— Хватайся за шею, — я опускаюсь к ней, перехватываю Мышку под коленями, поднимаю ее на руки.

Она не сопротивляется. Только скулит мне в шею, дрожит вся, царапая мне плечо ногтями. Подозреваю, этого она даже не замечает. Ей больно, и она пытается найти какую-то опору, чтобы выпустить наружу все, что сейчас чувствует.

— Судорога? Что с тобой, девочка? — усаживаю ее на скамейку, краем глаза слежу за Варей.

— Не трогай… — она опять заводит ту же пластинку, когда я стаскиваю с нее кроссовок и пытаюсь снять носок, закатывая штанину сильнее.

— Самое время помолчать, — огрызаюсь, Мышка икает в ответ, хмурит брови сильнее, отталкивая меня, потому что ей противны мои ладони на ее коже.

Я растираю ей ногу, нажимаю в нужных местах, чувствуя каждый раз, как она вздрагивает и болезненно всхлипывает от острых метафорических иголок, которые сейчас пронзают ее изнутри.

— Постарайся расслабиться, не напрягайся так. Оно не пройдет, пока ты будешь зажата.

— Я не могу… — Марта хнычет, снова тянется к своей ноге.

Я не придумываю ничего лучше, кроме как притянуть Мышку к себе за шею и накрыть ее губы долгим глубоким поцелуем, от которого система моего самоконтроля начинает мигать красным.

Это было точно так же, как и три года назад.

Взрыв эмоций, желание продолжить, только на этот раз без лишних глаз. Сладкая девочка. Трепетная. Мягкая.

Я перебирал ее волосы, пока наши губы соприкасались, скользил пальцами по ноге, чувствуя, как под моей ладонью мышцы постепенно расслабляются, а болезненная дрожь отходит на второй план.

Мне хотелось закинуть ее на руки на свои плечи, но я боялся спугнуть Мышку — она могла взорваться от любого лишнего движения и зарядить мне коленкой по стратегически важному месту. А я, может, еще сына хочу в будущем.

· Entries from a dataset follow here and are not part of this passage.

PR #2901, opened 2026-04-14
Add Zisb extension

aswaterman:
This draft PR incorporates the proposed Zisb extension and will not be merged until it has been ratified.

cc @ved-rivos @dkruckemyer-work @gfavor

PR #3352, opened 2026-08-31
Add Ziteb extension

aswaterman:


src/unpriv/ziteb.adoc
```diff
@@ -0,0 +1,240 @@
...
+Additionally, in the course of executing instructions out-of-order, a younger
+instruction has a _speculative dependency_ on an older instruction when at
+least one of the following is true:
+
+* A younger instruction has a _speculative control dependency_ on an older
+control transfer instruction if the older instruction has _not_ executed and
+its execution affects the execution of the younger instruction.
+
+* A younger instruction has a _speculative register dependency_ on an older
+instruction if the older instruction has _not_ executed and its predicted
```
tariqkurd-repo, line 47: I think this would be clearer if it used the phrase "data value prediction" in the definition. That would make the comparison with Aarch64 CSDB simpler:

`The CSDB instruction is a memory barrier instruction that controls speculative execution arising from data value
prediction.`

Are there any differences between TEB.RD and CSDB?

lfiolhais: The biggest different is that the TEB depends also on in-hart uarch state instead of just memory subsystem uarch state. The definition of "signaling instruction" is 

https://github.com/riscv/riscv-isa-manual/blob/3ce933494a287e2c762ce4cbc498fad0bf155f26/src/unpriv/ziteb.adoc?plain=1#L87-L92

src/unpriv/ziteb.adoc
```diff
@@ -0,0 +1,241 @@
...
+An instruction executes when it produces its register and memory results, i.e.,
+the values that will be written into architectural registers or memory.
+For a control-transfer instruction, execution includes determining the next
+instruction in program order.
+For an explicit memory access instruction, execution includes performing
+address translation to determine the physical address of the memory location
+accessed by the instruction.
+
+The program order is the order of instructions resulting from running
+a program on a simple in-order hart.
```
lfiolhais: I'd avoid the usage of the expression "simple in-order hart" as I believe it will generate confusion. I can think of "simple in-order harts" which contain out-of-order elements and would invalidate the mental model that is being explained here. IMO the sentence should be
> The program order is the order of instructions resulting from executing a program one instruction at a time.

aswaterman: Yes, I agree, this text is from an informal sketch of the model and still could be improved.

aswaterman: "One at a time" doesn't say the right thing either, though. That says there's no overlap; it doesn't specify the order.  It needs a  "sequentially" in there, too.

src/unpriv/ziteb.adoc
aswaterman: I think "predicted register result" is already pretty clear and copying the CSDB wording is not a goal.  But I'll leave the decision to @dkruckemyer-work

src/unpriv/ziteb.adoc
lfiolhais: Funny you should mention that. I avoided the word "sequentially" because I was concerned about the argument that uarchs can be sequential but still exhibit speculative out-of-order behavior. It seems we agree on the same interpretation of "sequentially": it is sequential in both architectural and uarch execution. The "one at a time" disambiguates.

lfiolhais:
Apologies on drip-feeding comments but I'm having difficulty finding a slot where I can post all of my thoughts about this proposal. Here is my latest attempt.

Organizational: I'm afraid I've not been following the TEB work very closely since the TG disbanded/stopped meeting, but my impression is that this set of instructions is going to be pursued as an FT. Is this still the case? I assume the goal of this extension is to supersede https://github.com/riscv/riscv-isa-manual/pull/2901, focusing only on the speculation barrier instructions.

**Threat Model**: The extension refers several times to "timing channels", yet it doesn't provide a definition for it. We have had extensive discussion on the fence.t TG about what "timing channels" should be, and the conclusion was that it is any mechanism architectural or otherwise that allows an attacker to measure a timing difference between two uarch events. This means that the "timing channel" can be a read of the time or cycle CSRs, it can be a different process running a counter, or it can even be someone holding a watch in their hand. What is the definition employed here? We also had similar challenges when writing the security model. It would be great if we all agreed on an universal definition.

**Extension name**: the extension is called "Extension for Transient-Execution Barriers" which would imply these barriers affect all types of transient-execution. Halfway through it is specified that these instructions only apply to _transient execution that result in cover timing channels_. Changing the name of the extension to better understand its use would greatly benefit the reader. I'm terribly with names but I'd throw in: "Extension for Transient-Execution Timing Barriers". I think we all agree that non-timing channels are out-of-scope.

**Types of signaling instructions**: when defining "signaling instructions" the text uses "may" multiple times. https://github.com/riscv/riscv-isa-manual/blob/0735845445bf5cc515431c52ca10202dafe217fb/src/unpriv/ziteb.adoc?plain=1#L87-L88
The text then subsequently concretely defines what _is_ a "signaling instruction" https://github.com/riscv/riscv-isa-manual/blob/0735845445bf5cc515431c52ca10202dafe217fb/src/unpriv/ziteb.adoc?plain=1#L89-L92. IMO the best solution would be to drop the "may" in the initial definition. Whether the instruction can be used for data exfiltration is then left to the threat model at play.

**Usage of Covert Channels**: I don't fully grasp why the proposal is only concerned with covert channels. I interpret the difference between a covert- and side-channel by analyzing if the victim execution is willingly cooperating in transmitting information through non-architectural mechanisms. The barriers described herein would be useful for programs that contain a uarch execution which results in a side-channel.

**Definition of Transient-Executing Instructions**: The following definition is provided for an "executing instruction":
https://github.com/riscv/riscv-isa-manual/blob/0735845445bf5cc515431c52ca10202dafe217fb/src/unpriv/ziteb.adoc?plain=1#L22-L28
However, in the literature, transient-execution has a much broader definition. It encompasses all "behavior" outside of providing architectural results. For example, pre-fetching instructions in a pipelined design with an I$ (cache lines are allocated), or updating predictors (predictors are updated before any architectural result is generated or are updated using out-of-order uarch results). Note that both of the previous examples, in certain implementations, don't require any architectural result---right or wrong---to be generated. As a result, the current barrier definition will still yield covert/side timing channels under certain scenarios. Given the definition of transient-execution, I assume that the examples I provided are out-of-scope. Is this correct?

As a broader comment, IMO the extension would be tighter if it defined a microarchitectural consistency model, where execution is one component of the model. A microarchitectural operation depends on a set of loads from different uarch structures. If one of these loads is reliant on non-speculation-verified data, the operation is deemed speculative. A store, in this instance, is defined as the verification of the speculative load, i.e., if the there is a mispeculation a store is triggered to a uarch address. If there are no stores to the same uarch load and all dependent older instructions that would store to the original uarch load addresses are not performed, the uarch is speculation-free. The definition for ordering operations in relation to the barriers would then follow the specification. (this is a crappy explanation I'll try to expand it when I have more time).

iamywang:
@aswaterman Following up on @lfiolhais's comments, I have a few thoughts to share. I am very interested in this area and would be glad to collaborate on it.

> However, in the literature, transient-execution has a much broader definition. It encompasses all "behavior" outside of providing architectural results. For example, pre-fetching instructions in a pipelined design with an I$ (cache lines are allocated), or updating predictors (predictors are updated before any architectural result is generated or are updated using out-of-order uarch results). Note that both of the previous examples, in certain implementations, don't require any architectural result---right or wrong---to be generated. As a result, the current barrier definition will still yield covert/side timing channels under certain scenarios. Given the definition of transient-execution, I assume that the examples I provided are out-of-scope. Is this correct?

I believe that the behaviors you mentioned, such as prefetching and predictor updates, lean more towards changes in microarchitectural states. If they do not trigger out-of-bounds, unauthorized, or stale data accesses, they should be treated as covert channels or timing side channels. Nevertheless, if such state changes subsequently trigger out-of-bounds, unauthorized, or stale data accesses, this situation appears to fit within the scope of transient execution in Ziteb. Additionally, if the software itself already produces timing channels at the ISA level through microarchitectural structures like caches, TLBs, and branch predictors,  Ziteb shouldn't be required to guarantee it remains leak-free under a speculative oracle. I am open to correction if my understanding is flawed.

> As a broader comment, IMO the extension would be tighter if it defined a microarchitectural consistency model, where execution is one component of the model. A microarchitectural operation depends on a set of loads from different uarch structures. If one of these loads is reliant on non-speculation-verified data, the operation is deemed speculative. A store, in this instance, is defined as the verification of the speculative load, i.e., if the there is a mispeculation a store is triggered to a uarch address. If there are no stores to the same uarch load and all dependent older instructions that would store to the original uarch load addresses are not performed, the uarch is speculation-free. The definition for ordering operations in relation to the barriers would then follow the specification. (this is a crappy explanation I'll try to expand it when I have more time).

Do you think a formal speculative semantic model is necessary? For example, under a formal hardware-software security contract such as [Speculative Non-Interference (SNI)](https://ieeexplore.ieee.org/document/9519500), consider a program parameterized by distinct secret data (e.g., the 256 cache slots mentioned in the Ziteb proposal, which can be treated as 256 different secrets). If the program yields indistinguishable observations under a non-speculative ISA model (e.g., QEMU) then it must also yield indistinguishable observations on a real speculative implementation, even if the branch is transiently taken.

I would like to raise an additional point regarding the current draft.

https://github.com/riscv/riscv-isa-manual/blob/0735845445bf5cc515431c52ca10202dafe217fb/src/unpriv/ziteb.adoc?plain=1#L82-L92

1. Would it be beneficial for the proposal to explicitly define the relationship between signaling instructions and their specific transient execution triggers? A mapping table such as the following could help clarify for software developers where and when to insert the barrier:

| Signaling Instruction | Transient Execution | Covert Channel |
| -- | -- | -- |
| conditional branch | branch misprediction | Cache, TLB, ... |
| indirect branch | branch misprediction | Cache, TLB, ... |
| return branch | branch misprediction | Cache, TLB, ... |
| memory access | store-to-load forwarding | Cache, TLB, ... |
| memory access | fault / exception | Cache, TLB, ... |
| register access | fault / exception | Cache, TLB, ... |
| ... | ... | ... |

> Threat Model: The extension refers several times to "timing channels", yet it doesn't provide a definition for it. We have had extensive discussion on the fence.t TG about what "timing channels" should be, and the conclusion was that it is any mechanism architectural or otherwise that allows an attacker to measure a timing difference between two uarch events. This means that the "timing channel" can be a read of the time or cycle CSRs, it can be a different process running a counter, or it can even be someone holding a watch in their hand. What is the definition employed here? We also had similar challenges when writing the security model. It would be great if we all agreed on an universal definition.

2. Maybe including a threat model section would also help clarify the security boundaries and assumptions of the extension.

lfiolhais:
> I believe that the behaviors you mentioned, such as prefetching and predictor updates, lean more towards changes in microarchitectural states. If they do not trigger out-of-bounds, unauthorized, or stale data accesses, they should be treated as covert channels or timing side channels. Nevertheless, if such state changes subsequently trigger out-of-bounds, unauthorized, or stale data accesses, this situation appears to fit within the scope of transient execution in Ziteb.

I disagree with your framing. The definition of out-of-bounds or stale data access is up to the program being executed. The uarch has no way of knowing if it's access is within the expected behavior of the program until the required instructions are executed to assert such a statement. I agree with the detection of unauthorized access. That information is readily available to the uarch and is not program specific.

> Do you think a formal speculative semantic model is necessary? For example, under a formal hardware-software security contract such as [Speculative Non-Interference (SNI)](https://ieeexplore.ieee.org/document/9519500), consider a program parameterized by distinct secret data (e.g., the 256 cache slots mentioned in the Ziteb proposal, which can be treated as 256 different secrets). If the program yields indistinguishable observations under a non-speculative ISA model (e.g., QEMU) then it must also yield indistinguishable observations on a real speculative implementation, even if the branch is transiently taken.

My proposal applies to more components than just speculation structures, and in fact is completely decoupled from it. A speculative semantic model can only exist for specific uarchs with specific speculative structures. It is true that some speculative structures are ubiquitous but they aren't mandated by the ISA. The whole idea of the uarch consistency model is to create a framework where any uarch can be plugged into while also being valid at the ISA level.
 
> I would like to raise an additional point regarding the current draft.
> 
> https://github.com/riscv/riscv-isa-manual/blob/0735845445bf5cc515431c52ca10202dafe217fb/src/unpriv/ziteb.adoc?plain=1#L82-L92
> 
>     1. Would it be beneficial for the proposal to explicitly define the relationship between signaling instructions and their specific transient execution triggers? A mapping table such as the following could help clarify for software developers where and when to insert the barrier:
> 
> 
> Signaling Instruction 	Transient Execution 	Covert Channel
> conditional branch 	branch misprediction 	Cache, TLB, ...
> indirect branch 	branch misprediction 	Cache, TLB, ...
> return branch 	branch misprediction 	Cache, TLB, ...
> memory access 	store-to-load forwarding 	Cache, TLB, ...
> memory access 	fault / exception 	Cache, TLB, ...
> register access 	fault / exception 	Cache, TLB, ...
> ... 	... 	...
> 

I would disagree with this addition. There are many uarch structures that can be used to create a covert-/side-channel. Having an exhaustive list of all structures would be an impossible maintenance burden.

Внезапно становится как-то мокро.

Чувствую, как вода заливает сначала волосы, а потом холодные капли стекают под воротник на спину.

Отстраняюсь от Марты, смотрю на ее руки и замечаю ту самую недопитую бутылку воды, которая теперь практически пустая.

Она мне отвечала, черт возьми. А в итоге я оказался виноватым и облитым.

— И как это понимать? — задаю вопрос и отбираю у нее пластик, чтобы она мне остатки в лицо не отправила. Едва успеваю подняться на ноги, минуя воинственный настрой Мышки на пощечины, и она отбивает ладонь о мое бедро.

Еще бы чуточку правее…

— Как нога? — усмехаюсь в ответ на ее презрительное молчание и острый взгляд, который вполне может погнуть прочный лист какого-нибудь металла.

Мышка хлопает ресницами, а потом смотрит на свою небрежно закатанную штанину, нагибаясь после и рассматривая ногу.

Что она там хочет увидеть? Мои отпечатки?

— Она бы и без твоей помощи прошла.

Это, надо понимать, вместо «спасибо».

— Считай, что я ускорил процесс, — пожимаю плечами, перевожу взгляд на Варьку. Она все еще катается по кругу на своем любимом лебеде и, по-моему, ничего вокруг не замечает, сосредоточившись на детском безобидном аттракционе.

— Я просила больше никогда меня не трогать, а ты воспользовался тем, что мне было больно, — Мышка хмурит брови, выкатывая мне претензию, а я и впрямь начинаю чувствовать себя насильником.

У нее глаза загнанной косули, губы немного распухли от нашего долгого поцелуя. Марта поправляет джинсы и оглядывается по сторонам, словно я настолько слетел с катушек, что могу наброситься на нее прямо посреди парка, где гуляют мамочки с колясками и повсюду бегают любопытные дети. Очень мне интересно, откуда в ее голове взялась эта абсурдная дрянь.

— Ты в какой деревне жила, сестренка? Привыкла к тому, что мужики проходят мимо и не пытаются помочь попавшей в беду девушке? Мне что, перешагнуть через тебя надо было, чтобы ты не злилась после? Так вот я не готов потом от кошмаров мучиться. Брось, ничего криминального не случилось.